Patterson shot the lion's mate a few weeks later.
The hunt for the lions was the subject of a recent Hollywood movie starring Michael Douglas and Val Kilmer, "The Ghost and the Darkness."
Now researchers from Chicago's Field Museum of Natural History, where the preserved lions are on display, and from the National Museums of Kenya and the Kenya Wildlife Service are planning a Man-eaters of Tsavo museum.
The lions' bloody exploits made Tsavo, about 130 miles from the port of Mombasa, a familiar name when Kenya was a British colony.
David Western, director of the Wildlife Service, said the Tsavo museum will house exhibits about lions and items from a cave that Patterson dubbed the Lions' Den, because he found human bones there.
"We want to use the man-eaters as a lure to get more people interested in Tsavo," a 7,928-square-mile national park, Western said.
The park, straddling the main Mombasa-Nairobi highway, attracts fewer visitors than Kenya's other animal reserves, such as the Masai Mara. That is because it is difficult for visitors to Tsavo to see the "Big Five" -- elephant, lion, Cape buffalo, leopard and rhino -- in a single outing.
When Patterson shot the lions on Dec. 9 and 27, 1898, they had forced a three-week halt in the construction of the railway from Mombasa to Lake Victoria because the 3,000 workers were numb with fear.
"(The lions') methods became so uncanny, and their man-stalking so well-timed and so certain of success, that the workmen firmly believed they were not real animals at all, but devils in lions' shape," Patterson wrote.
Twenty-eight Indian workers were killed and eaten. Some accounts say at least 140 Africans living in the area were also killed.
Work on the 657-mile railway, carved through swamps, scrubland, savanna, forests and mountains, was begun in 1895 and completed six years later. Because Africans lacked the required skills, the construction company hired workers from India, then also under British rule.
The two museums and the Wildlife Service are looking for financing for the Tsavo museum. It would be situated off the highway at Tsavo on a river of the same name.

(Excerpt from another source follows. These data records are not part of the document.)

PR #3022, opened 2019-04-30
Fixes #2773. Support empty uploadFromFile

### LINKED ISSUE #2773: Upload.uploadFromFile returns incorrectly when passed an empty file
When passed an empty (`size==0`), [`Upload.uploadFromFile`](https://github.com/girder/girder/blob/master/girder/models/upload.py#L55) does not create a `File`, and instead returns an `Upload` object.

The correct behavior is for a `File` object (with an empty file) to be created and returned.

This bug is due to the fact that [`Upload.handleChunk`](https://github.com/girder/girder/blob/master/girder/models/upload.py#L108) is never called.

zachmullen:


brianhelba:
Code looks good, I just need to test it locally.

PR #3023, opened 2019-05-02
Add missing SettingDefault values

brianhelba:


brianhelba:
@girder/developers PTAL.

The Lions' Den, a short distance from the road, was rediscovered last May by Thomas Gnoske and Julian Kerbish of the Field Museum and Kenyan park rangers.
Some findings from the cave could be significant.
"Many of the well-known fossil sites that have yielded human remains in Africa were found in caves," Kerbish said during a recent visit to the area.
A major caravan route from the Indian Ocean coast to the interior passed through Tsavo, and researchers hope the cave will yield evidence of the nature of the trade, which included slaves.
"To historically understand urban centers at the coast, one has to understand their relationship with the interior," said Chapurukha M. Kusimba, a Kenyan who is an assistant curator at the Field Museum.
Bella Ochola-Wilson, a Wildlife Service official, said visitors will be escorted to the cave by armed rangers. Lions still roam in Tsavo.